Supplied material
Issue #856, opened 2019-02-24
In transit


Jorgemgm:
Localization => Translations => MODIFY TRANSLATIONS => Email templates translations => Modify => Core emails => in_transit

The in_transit email template content “You can track your package using the following link: {followup}”, but in Email received for the customer didn’t display the {followup} link.

[In transit.pdf](https://github.com/thirtybees/thirtybees/files/2898049/In.transit.pdf)

yaniv14:
@Jorgemgm Did you setup a tracking link in carrier settings?

Jorgemgm:
@ yaniv14 You are right. I didn't setup a tracking link in carrier settings.

I think TB can close this issue.

Thanks

Traumflug:
Looking at the PDF, there are other placeholders not replaced. Is this a custom message or the default one?

Also, if there's no tracking link available, the entire line should get dropped.

Jorgemgm:
@Traumflug It's default (I tested in two site tests without changes).

Jorgemgm:
The in_transit email it sends after “Tracking number” update on Orders => Orders => View => Shipping => Tracking number => Edit => Update

We think it’s good idea, on email, beside track link include the “Tracking number” {shipping_number}.

getdatakick:
The `{shipping_number}` placeholder is already passed to email template

Issue #297, opened 2017-07-06
Track & Trace Variable for e-mail tremplate


benzon:
Think an important change that needs to happen quite fast, is actually adding Track and Trace variable for the e-mail templates where it could be used and would make sence, so we can actually send out the track and trace link, and shipping number when the costumer gets the mail when you changes the status to Shipped.

Important feature in my view.

firstred:
Don't forget country iso, postcode, numerical part of mixed postcodes etc.
We will likely need to patch in a lot of stuff. I think it's okay starting with 1.0.2 despite it being a patch version, PS' implementation just sucked.

benzon:
If i knew how to do the class overwrights i would fix it that way currently, but ye im not that in to doing modules yet, since prestashop coding is fairly new.

But i agree, there is some things that needs to be changed, the reason i just thaught of it is our carrier again again got issues sending out track and trace to costumers, and we just want to make sure they get it.

benzon:
You just gotta "love" gls HAHA :D

firstred:
Doesn't gls just use one tracking number?

Are you using the `in_transit` mail?

benzon:
Quick question i know this is dumb, the translations for the Status of the order, Like Payment error, Backorder and so on where are they located? i cant find then currently in the translation part.

firstred:
Orders > Statuses

benzon:
Perfect, but still would make sence to use the shipped template to for adding the track and trace?

Since in_transit and shipped more or less do the same thing in the end in my point of view.

firstred:
Not if you have multiple shipments per order.

firstred:
Postponed till 1.0.3 though. 1.0.2 is almost ready to be shipped.

benzon:
How and when is the in_transit mail send out? We use a module for handling shipping GLS module for Prestashop, and im not sure when the in_transit is triggered and how.

benzon:
Tryed digging around cant find any good documentation on when in_transit email is triggered.

firstred:
When a tracking number is entered or when a module adds the shipping number and triggers an email. If the email doesn't get triggerd then the module needs to be changed.

getdatakick:
This was resolved by commit d69889e5bc4f2b9ff821bd555b7ebee0798e95af

PR #1751, opened 2024-01-18
Move updateShippingNumber to OrderCarrier class so it can be used by other scripts.

### LINKED ISSUE #1750: in_transit email only sent if working with adminOrdersController
Whole mail::send(in_transit) thing is in controller. It cannot be used outside without duplicating mail send code and managing of email variables.
I think it should be moved to specific OrderCarrier method (commit following soon)

seigieu:
Up until now, any external (via module) update of shipping number would require a module to send in_transit email on its own (and manage variables etc. for each tb version)

Acually had hard time deciding if should use &$errors isntaed of exceptions.
This case has lightErrors (mail not sent) and Heavey errors (invalid number)
Should lightError acually fail triggerEvent? I think not - as reference was updated. So update was a sccess and I don't think it should not triggerEvent, even if email was not sent.

Fixes #1750
Acually may affect #297 and adds shipping_number from #856

### DIFF
--- a/classes/order/OrderCarrier.php
+++ b/classes/order/OrderCarrier.php
@@ -97,15 +97,6 @@ class OrderCarrierCore extends ObjectModel
         ],
     ];
 
-
-    /**
-     * @param $trackingNumber
-     * @param $sendMail
-     * @param $errors
-     * @return bool
-     * @throws PrestaShopException If Customer or Carrier cannot be loaded
-     */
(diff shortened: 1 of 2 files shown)


getdatakick:
Thank you, very nice enhancement.

I've picked this via commit 0955fb897c656b65130d7c48398813a16f08a12c.

Issue #1752, opened 2024-01-20
Accessories returning json instead of list when product is not saved


seigieu:
While adding new product, ajax_products_list.php call have empty excludeIds. It evalutates to false returning ajax instead list for not saved products. For saved products it works ok

PR #1753, opened 2024-01-20
Add parameter to force returnType (ajax|list).

seigieu:
If returnType not defined, then behave like before
Fix issue #1752

### DIFF
--- a/admin-dev/ajax_products_list.php
+++ b/admin-dev/ajax_products_list.php
@@ -58,7 +58,8 @@ if ($pos = strpos($query, ' (ref:')) {
     $query = substr($query, 0, $pos);
 }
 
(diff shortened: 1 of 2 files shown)


getdatakick:
Picked via commit 461afe1bcf500c1e1b9e0d5d14a11b7f7513633c

Provided patch contained extra + symbol on the first line. I had to remove it to avoid 500 error message.

admin-dev/ajax_products_list.php
```diff
@@ -58,7 +58,8 @@
     $query = substr($query, 0, $pos);
 }
 
-$excludeIds = Tools::getValue('excludeIds', false);
+$excludeIds = Tools::getValue('excludeIds', false);+
```
getdatakick, line 61: extra + symbol at the end of line

PR #833, opened 2021-12-03
Deal with new dotnet version

robertbrignull:
A few CI checks are currently failing because dotnet is waiting for some user-input. e.g. https://github.com/github/codeql-action/runs/4381100962?check_suite_focus=true

This seems to be because of a change in the CodeQL CLI and how it handles dotnet under tracing in macos. This may get fixed in CodeQL but for now a workaround to get our CI working is to call `dotnet restore` when not traced by CodeQL so it can do it's first-time setup without interference.

### DIFF
--- a/.github/workflows/__debug-artifacts.yml
+++ b/.github/workflows/__debug-artifacts.yml
@@ -41,6 +41,8 @@ jobs:
       uses: ./.github/prepare-test
       with:
         version: ${{ matrix.version }}
+    - name: Initialize dotnet
+      run: dotnet restore
     - uses: ./../action/init
       with:
         tools: ${{ steps.prepare-test.outputs.tools-url }}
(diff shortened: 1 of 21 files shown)


edoardopirovano (approved):

edoardopirovano (approved):
New change LGTM. I wonder whether it might be easier to have `sync.py` insert that call at the start of every workflow. Needn't be done in this PR, though - for now let's get this merged to unblock our tests.

robertbrignull:
> New change LGTM. I wonder whether it might be easier to have `sync.py` insert that call at the start of every workflow. Needn't be done in this PR, though - for now let's get this merged to unblock our tests.

Thanks. I also think it would be better to just get it working for now. Having `sync.py` add that sounds nice, and would fit in with work on reducing the parallelism too.

edoardopirovano:
> Thanks. I also think it would be better to just get it working for now. Having `sync.py` add that sounds nice, and would fit in with work on reducing the parallelism too.

Agreed, I can look at doing that when I'm working on `sync.py` anyway. For now, let's get our CI working again 🙂

robertbrignull:
CI is passing so this looks like it works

Assigned task
Repeat what the records above say. Use their exact words.

Solution for this problem
Issue #856, opened 2019-02-24
In transit


Jorgemgm:
Localization => Translations => MODIFY TRANSLATIONS => Email templates translations => Modify => Core emails => in_transit

The in_transit email template content “You can track your package using the following link: {followup}”, but in Email received for the customer didn’t display the {followup} link.

[In transit.pdf](https://github.com/thirtybees/thirtybees/files/2898049/In.transit.pdf)

yaniv14:
@Jorgemgm Did you setup a tracking link in carrier settings?

Jorgemgm:
@ yaniv14 You are right. I didn't setup a tracking link in carrier settings.

I think TB can close this issue.

Thanks

Traumflug:
Looking at the PDF, there are other placeholders not replaced. Is this a custom message or the default one?

Also, if there's no tracking link available, the entire line should get dropped.

Jorgemgm:
@Traumflug It's default (I tested in two site tests without changes).

Jorgemgm:
The in_transit email it sends after “Tracking number” update on Orders => Orders => View => Shipping => Tracking number => Edit => Update

We think it’s good idea, on email, beside track link include the “Tracking number” {shipping_number}.

getdatakick:
The `{shipping_number}` placeholder is already passed to email template

Issue #297, opened 2017-07-06
Track & Trace Variable for e-mail tremplate


benzon:
Think an important change that needs to happen quite fast, is actually adding Track and Trace variable for the e-mail templates where it could be used and would make sence, so we can actually send out the track and trace link, and shipping number when the costumer gets the mail when you changes the status to Shipped.

Important feature in my view.

firstred:
Don't forget country iso, postcode, numerical part of mixed postcodes etc.
We will likely need to patch in a lot of stuff. I think it's okay starting with 1.0.2 despite it being a patch version, PS' implementation just sucked.

benzon:
If i knew how to do the class overwrights i would fix it that way currently, but ye im not that in to doing modules yet, since prestashop coding is fairly new.

But i agree, there is some things that needs to be changed, the reason i just thaught of it is our carrier again again got issues sending out track and trace to costumers, and we just want to make sure they get it.

benzon:
You just gotta "love" gls HAHA :D

firstred:
Doesn't gls just use one tracking number?

Are you using the `in_transit` mail?

benzon:
Quick question i know this is dumb, the translations for the Status of the order, Like Payment error, Backorder and so on where are they located? i cant find then currently in the translation part.

firstred:
Orders > Statuses

benzon:
Perfect, but still would make sence to use the shipped template to for adding the track and trace?

Since in_transit and shipped more or less do the same thing in the end in my point of view.

firstred:
Not if you have multiple shipments per order.

firstred:
Postponed till 1.0.3 though. 1.0.2 is almost ready to be shipped.

benzon:
How and when is the in_transit mail send out? We use a module for handling shipping GLS module for Prestashop, and im not sure when the in_transit is triggered and how.

benzon:
Tryed digging around cant find any good documentation on when in_transit email is triggered.

firstred:
When a tracking number is entered or when a module adds the shipping number and triggers an email. If the email doesn't get triggerd then the module needs to be changed.

getdatakick:
This was resolved by commit d69889e5bc4f2b9ff821bd555b7ebee0798e95af

PR #1751, opened 2024-01-18
Move updateShippingNumber to OrderCarrier class so it can be used by other scripts.

### LINKED ISSUE #1750: in_transit email only sent if working with adminOrdersController
Whole mail::send(in_transit) thing is in controller. It cannot be used outside without duplicating mail send code and managing of email variables.
I think it should be moved to specific OrderCarrier method (commit following soon)

seigieu:
Up until now, any external (via module) update of shipping number would require a module to send in_transit email on its own (and manage variables etc. for each tb version)

Acually had hard time deciding if should use &$errors isntaed of exceptions.
This case has lightErrors (mail not sent) and Heavey errors (invalid number)
Should lightError acually fail triggerEvent? I think not - as reference was updated. So update was a sccess and I don't think it should not triggerEvent, even if email was not sent.

Fixes #1750
Acually may affect #297 and adds shipping_number from #856

### DIFF
--- a/classes/order/OrderCarrier.php
+++ b/classes/order/OrderCarrier.php
@@ -97,15 +97,6 @@ class OrderCarrierCore extends ObjectModel
         ],
     ];
 
-
-    /**
-     * @param $trackingNumber
-     * @param $sendMail
-     * @param $errors
-     * @return bool
-     * @throws PrestaShopException If Customer or Carrier cannot be loaded
-     */
(diff shortened: 1 of 2 files shown)


getdatakick:
Thank you, very nice enhancement.

I've picked this via commit 0955fb897c656b65130d7c48398813a16f08a12c.

Issue #1752, opened 2024-01-20
Accessories returning json instead of list when product is not saved


seigieu:
While adding new product, ajax_products_list.php call have empty excludeIds. It evalutates to false returning ajax instead list for not saved products. For saved products it works ok

PR #1753, opened 2024-01-20
Add parameter to force returnType (ajax|list).

seigieu:
If returnType not defined, then behave like before
Fix issue #1752

### DIFF
--- a/admin-dev/ajax_products_list.php
+++ b/admin-dev/ajax_products_list.php
@@ -58,7 +58,8 @@ if ($pos = strpos($query, ' (ref:')) {
     $query = substr($query, 0, $pos);
 }
 
(diff shortened: 1 of 2 files shown)


getdatakick:
Picked via commit 461afe1bcf500c1e1b9e0d5d14a11b7f7513633c

Provided patch contained extra + symbol on the first line. I had to remove it to avoid 500 error message.

admin-dev/ajax_products_list.php
```diff
@@ -58,7 +58,8 @@
     $query = substr($query, 0, $pos);
 }
 
-$excludeIds = Tools::getValue('excludeIds', false);
+$excludeIds = Tools::getValue('excludeIds', false);+
```
getdatakick, line 61: extra + symbol at the end of line

PR #833, opened 2021-12-03
Deal with new dotnet version

robertbrignull:
A few CI checks are currently failing because dotnet is waiting for some user-input. e.g. https://github.com/github/codeql-action/runs/4381100962?check_suite_focus=true

This seems to be because of a change in the CodeQL CLI and how it handles dotnet under tracing in macos. This may get fixed in CodeQL but for now a workaround to get our CI working is to call `dotnet restore` when not traced by CodeQL so it can do it's first-time setup without interference.

### DIFF
--- a/.github/workflows/__debug-artifacts.yml
+++ b/.github/workflows/__debug-artifacts.yml
@@ -41,6 +41,8 @@ jobs:
       uses: ./.github/prepare-test
       with:
         version: ${{ matrix.version }}
+    - name: Initialize dotnet
+      run: dotnet restore
     - uses: ./../action/init
       with:
         tools: ${{ steps.prepare-test.outputs.tools-url }}
(diff shortened: 1 of 21 files shown)


edoardopirovano (approved):

edoardopirovano (approved):
New change LGTM. I wonder whether it might be easier to have `sync.py` insert that call at the start of every workflow. Needn't be done in this PR, though - for now let's get this merged to unblock our tests.

robertbrignull:
> New change LGTM. I wonder whether it might be easier to have `sync.py` insert that call at the start of every workflow. Needn't be done in this PR, though - for now let's get this merged to unblock our tests.

Thanks. I also think it would be better to just get it working for now. Having `sync.py` add that sounds nice, and would fit in with work on reducing the parallelism too.

edoardopirovano:
> Thanks. I also think it would be better to just get it working for now. Having `sync.py` add that sounds nice, and would fit in with work on reducing the parallelism too.

Agreed, I can look at doing that when I'm working on `sync.py` anyway. For now, let's get our CI working again 🙂

robertbrignull:
CI is passing so this looks like it works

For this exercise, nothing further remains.